The case will now move back to district court, where the suit seeks a declaration that Reynolds violated the law, an order to require future compliance with the law and reimbursement for legal fees.
“It shouldn’t take a lawsuit to gain access to public documents,” said Kathie Obradovich, editor-in-chief of Iowa Capital Dispatch. “It’s important for the media and therefore the people of Iowa to receive this important information in a timely manner, especially during a public health crisis.”
Iowa law requires an initial response to records requests within 20 days. The requests that spawned the lawsuit were submitted by the three journalists over the span of about 16 months and received varying degrees of communications and fulfillment from the governor’s office, according to court documents.
The responses varied from no acknowledgement to a partial production of records:
— In April 2020, Belin requested videos Reynolds recorded that were distributed to food processing facility employees of her “speaking about the essential work they were doing” in the early weeks of the pandemic, along with other written communications to those employees.
Belin sent two follow-up emails before she received a response seven days after the request from Michael Boal, the governor’s deputy legal counsel, which said: “Our office has received this request. Thank you.”
Belin sent a further 14 follow-up emails over the course of months but did not receive any more responses.
— In July 2020, Belin requested written communications and memos about legislation related to electric transmission lines.
She sent one follow-up email before receiving a response from Boal about 25 days after her initial request that said: “This request has been received. Thank you for your patience.”
Belin sent five more emails but did not receive another response.
— Belin sent three more requests for other records in July 2020 and June 2021 that went unacknowledged by the governor’s office despite repeated follow-ups.
— In April 2021, Kauffman sought information related to a dinner at Terrace Hill hosted by the governor that benefitted a parochial school. He asked for a legal opinion the governor might have sought before hosting the meal that said the arrangement was allowable, along with information about past meals at the governor’s mansion that were auctioned to raise money.
Pat Garrett, a former communications director for the governor, responded 28 days later that he was forwarding the request to the governor’s attorneys, but Kauffman received nothing further.

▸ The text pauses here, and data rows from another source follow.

PR #6595, opened 2021-08-05
RD Change History Sidebar component

bdvorachek:
WI: https://gus.lightning.force.com/lightning/r/ADM_Work__c/a07AH000000QA98YAG/view

# Critical Changes

# Changes
* We added a component for viewing Recurring Donation Change History on Recurring Donation Record Page layouts. To use the component, you must have Recurring Donation Change History enabled in Recurring Donation Settings. (and have access to the Apex controller class)

# Issues Closed

# Community Ideas Delivered

# New Metadata
* Lightning Web Components
  * rd2ChangeHistory
  * rd2ChangeEntry
  * rd2ChangeEntryItem
  * rd2ChangeEntryValue
* Classes
  * RD2_ChangeHistorySelector
  * RD2_ChangeHistory
  * RD2_ChangeHistory_TEST
  * RD2_ChangeHistoryController
  * RD2_ChangeHistoryView
  * RD2_ChangeView
  * RD2_FieldChangeView
 

# Deleted Metadata


force-app/main/default/lwc/rd2ChangeHistory/rd2ChangeHistory.html
```diff
@@ -0,0 +1,17 @@
+<template>
+    <template if:true={isReady}>
```
dfuller114: instead of using isReady here, could we just check that changeHistory is populated? i.e. `if:true={changeHistory}`?

force-app/main/default/lwc/rd2ChangeEntry/rd2ChangeEntry.html
```diff
@@ -0,0 +1,22 @@
+<template>
+    <lightning-layout vertical-align="center">
+        <lightning-layout-item size="4" class="slds-p-around_x-small">
+            <b><lightning-formatted-date-time value={changeEntry.changeDate}></lightning-formatted-date-time></b>
+        </lightning-layout-item>
+        <lightning-layout-item size="8">
+            <lightning-badge label={changeEntry.changeType} class={badgeClass}></lightning-badge>
+        </lightning-layout-item>
+    </lightning-layout>
+    <template for:each={changeEntry.fields} for:item='item'>
```
dfuller114, line 10: Could we sync the naming here with fields and items? since the `for:item` here is already "item" and the child component name is `rd2ChangeEntryItem` it might make the most sense to change the `changeEntry` property from `fields` to something like `entryItems` and then the for:item could also be changed to `entryItem` so that it all matches.

force-app/main/default/lwc/rd2ChangeEntryValue/rd2ChangeEntryValue.js
```diff
@@ -0,0 +1,34 @@
+import { LightningElement, api } from 'lwc';
+import { NavigationMixin } from 'lightning/navigation';
+
+export default class Rd2ChangeEntryValue extends NavigationMixin(LightningElement) {
+    @api value;
+    @api idValue;
```
dfuller114, line 6: Could we rename this variable to make it more clear what it's used for since it's a public property? Something like entryRecordId?

dfuller114 (commented):
Couple of preliminary comments

force-app/main/default/classes/RD2_ChangeHistoryController.cls
```diff
@@ -0,0 +1,12 @@
+public with sharing class RD2_ChangeHistoryController {
+
+    @AuraEnabled
+    public static RD2_ChangeHistoryView getChangeHistory(Id recurringDonationId, Integer recordLimit, String filter) {
+        RD2_ChangeHistoryService service = new RD2_ChangeHistoryService();
```
dfuller114, line 5: Since this service is a collaborator for this class, could we use the lazy load singleton pattern we have used elsewhere to make it easier to mock the service directly in test classes in the future? Example below:

`@TestVisible
    private static RD2_ChangeHistoryService changeHistoryService {
        get {
            if (changeHistoryService == null) {
                changeHistoryService = new RD2_ChangeHistoryService();
            }
            return changeHistoryService;
        }
        set;
    }`

force-app/main/default/classes/RD2_ChangeHistoryService.cls
```diff
@@ -52,6 +52,46 @@ public inherited sharing class RD2_ChangeHistoryService {
...
+    public RD2_ChangeHistoryView getChangeHistoryView(Id recurringDonationId, Integer recordLimit, String filter) {
+        Integer limitPlusOne = recordLimit + 1;
+        changeHistorySelector.withRecordLimit(limitPlusOne);
+
+        if (filter != null) {
+            changeHistorySelector.withChangeTypeFilter(filter);
+        }
+
+        List<RecurringDonationChangeHistory__c> changes = changeHistorySelector.getChangeHistories(recurringDonationId);
+        System.debug(JSON.serializePretty(changes));
```
dfuller114, line 75: we can remove debug?

force-app/main/default/classes/RD2_ChangeView.cls
```diff
@@ -0,0 +1,7 @@
+public with sharing class RD2_ChangeView {
```
dfuller114, line 1: Could we rename this to `RD2_ChangeHistoryView`? I was trying to think if there would be a more broad use for this class outside of the change history but since we have `statusReason` here that narrows the scope to change history so would be good to have that in the class name for clarity I think.

force-app/main/default/classes/RD2_ChangeHistoryView.cls
```diff
@@ -0,0 +1,9 @@
+public with sharing class RD2_ChangeHistoryView {
```
dfuller114, line 1: Do we need a `ChangeHistoryView` and `ChangeView` class? Still thinking through it. In this case I'm not sure the extra specificity adds to the clarity since it's not readily apparent what the difference would be between the two classes.

force-app/main/default/classes/RD2_ChangeHistoryController.cls
bdvorachek: I think that's a little bit more than we'd need there, every method in this file should be `@AuraEnabled public static`, and no two methods in this file should get called in the same transaction.

force-app/main/default/lwc/rd2ChangeEntryValue/rd2ChangeEntryValue.js
bdvorachek: How about `recordIdValue` since entry is already in the name of the component?

force-app/main/default/lwc/rd2ChangeHistory/rd2ChangeHistory.html
bdvorachek: Ended up having to use a more complicated conditional here due to `slots` not working when wrapped with `<template if:true` . `hasMoreChanges` is when the app is ready and there are additional records - so the "View More" link should get rendered, and `hasChanges` for when there aren't more changes beyond the number of records rendered.

force-app/main/default/classes/RD2_ChangeHistoryView.cls
bdvorachek: `RD2_ChangeHistoryView` is the top-level message class that contains the whole View for the app. Each `RD2_ChangeView` in this class represents one `RecurringDonationChangeHistory__c` record. We needed a spot to house flags for whether or not the RD2 Change History Setting is enabled, and whether or not to show the "View More" link.

force-app/main/default/classes/RD2_ChangeHistory.cls
```diff
@@ -0,0 +1,210 @@
...
+            view.statusReason = this.record.NewStatusReason__c;
+        }
+
+        view.changeDate = this.record.EffectiveDate__c;
+        view.fields = buildFieldChangeViews();
+
+        return view;
+    }
+
+    private RD2_FieldChangeView getCampaignChange() {
```
lparrott, line 24: Not a blocker, but I would like to pursue a more generic approach to checking for changes and permissions (we chatted about this during our dev call)

force-app/main/default/classes/RD2_ChangeHistorySelector.cls
```diff
@@ -0,0 +1,61 @@
...
+    private List<String> changeTypesFilter;
+
+    private List<String> fields = new List<String>{
+            String.valueOf(RecurringDonationChangeHistory__c.ChangeType__c),
+            String.valueOf(RecurringDonationChangeHistory__c.EffectiveDate__c),
+            String.valueOf(RecurringDonationChangeHistory__c.Id),
+            String.valueOf(RecurringDonationChangeHistory__c.CreatedDate),
+            String.valueOf(RecurringDonationChangeHistory__c.NewAmount__c),
+            String.valueOf(RecurringDonationChangeHistory__c.NewCampaign__c),
+            'NewCampaign__r.Name',
```
lparrott, line 13: This still worries me, but we can test it after the 234 merge 😬

force-app/main/default/lwc/rd2ChangeHistory/rd2ChangeHistory.js-meta.xml
```diff
@@ -0,0 +1,19 @@
...
+    <description>Recurring Donation Change History</description>
+    <isExposed>true</isExposed>
+    <masterLabel>Recurring Donation Change History</masterLabel>
+    <targets>
+        <target>lightning__RecordPage</target>
+    </targets>
+    <targetConfigs>
+        <targetConfig targets="lightning__RecordPage">
+            <property name="recordLimit" label="Record Limit" type="Integer" default="3" min="1"/>
+            <property name="changeTypeFilter" label="Change Type Filter" type="String"/>
```
lparrott, line 13: Looks like we can (and should!) use a Custom Label to define help text here.

force-app/main/default/lwc/rd2ChangeHistory/rd2ChangeHistory.js
```diff
@@ -0,0 +1,87 @@
...
+        commonViewMore,
+        rdchDisabled,
+        rdchChangeHistory,
+        rdchNoRecords
+    };
+
+    async connectedCallback() {
+        const { recordId, changeTypeFilter, recordLimit } = this;
+        try {
+            this.changeHistory = await getChangeHistory({ recurringDonationId: recordId, changeTypeFilter, recordLimit });
```
lparrott, line 40: I think the order is wrong here? `changeTypeFilter` should be after `recordLimit`

lparrott (changes requested):
Looking great, just had some feedback on the component properties.

force-app/main/default/lwc/rd2ChangeHistory/rd2ChangeHistory.js
bdvorachek: Arguments for imperative Apex calls have to be an object, and the shorthand makes it look like it's a list of params here. I'll re-format this for clarity.

lparrott: Hmm, well I couldn't get Change Type filtering to work and thought maybe this was the culprit.

lparrott: Hey I was right, updating to `await getChangeHistory({ recurringDonationId: recordId, recordLimit: recordLimit, filter: changeTypeFilter})` fixes is (you're right though, order doesn't matter)

force-app/main/default/classes/RD2_ChangeHistoryService.cls
```diff
@@ -52,6 +52,49 @@ public inherited sharing class RD2_ChangeHistoryService {
...
+        List<RecurringDonationChangeHistory__c> changes = changeHistorySelector.getChangeHistories(recurringDonationId);
+        RD2_ChangeHistoryView changeHistoryView = buildView(changes, recordLimit);
+
+        return changeHistoryView;
+    }
+
+    private RD2_ChangeHistoryView buildView(List<RecurringDonationChangeHistory__c> changes, Integer recordLimit) {
+        RD2_ChangeHistoryView changeHistoryView = new RD2_ChangeHistoryView();
+
+        changeHistoryView.settingEnabled = this.isChangeHistoryEnabled;
```
andrewyu-salesforce, line 87: I think we should also check if RD2 is enabled or not to create a universal experience. Currently the other 2 components has the validation check for it, but for Change History, we only check if the Change History is enabled or not.

Screen Shot 2021-08-10 at 3 14 13 PM

andrewyu-salesforce (commented):
@bdvorachek great work on the component. Just a small feedback on the RD2 validation check

force-app/main/default/classes/RD2_ChangeHistory.cls
bdvorachek: I gave this a run-through on the code I currently have. I ended up with a long method that invokes `new FieldChangeViewDefinition(field, field, label, fieldType, displayRule);` 7 times to build up the list of definitions for the fields that we want to render. Feels a bit like too much is going on in one spot with that change.

force-app/main/default/lwc/rd2ChangeHistory/rd2ChangeHistory.js
bdvorachek: Aha, thanks for spotting that! I changed the Controller args to match what's in the LWC, and reformatted that call so it is a bit easier to read.

andrewyu-salesforce (approved):
@bdvorachek the change looks great.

— In May 2021, Kauffman requested written communications between the Iowa Veterans Home in Marshalltown and the governor’s office. He received three documents about 105 days later.
In the course of his reporting about overpayments to the former leader of the home, Kauffman discovered that the governor’s office had failed to provide at least two documents. Boal said the omissions were a mistake and apologized. Kauffman’s subsequent request for Boal’s communications with the governor’s former chief of staff about the overpayments went unfulfilled.
— In August 2021, Evans requested a variety of records related to the deployment of Iowa State Patrol members to Texas in the preceding months. Evans received a response 10 days later that asked for clarifications about his request — which Evans provided — but the request went unfulfilled.
“The pandemic placed unusual demands on many people, and we understood it might take state officials a little longer to process records requests,” Belin said in a Friday press conference. “But the delays continued for many months, long after Gov. Reynolds had ordered state government staff back to their offices and encouraged Iowans to resume their normal lives.”
The defendants of the lawsuit include Reynolds, Boal, Garrett and Alex Murphy, another former communications director for the office.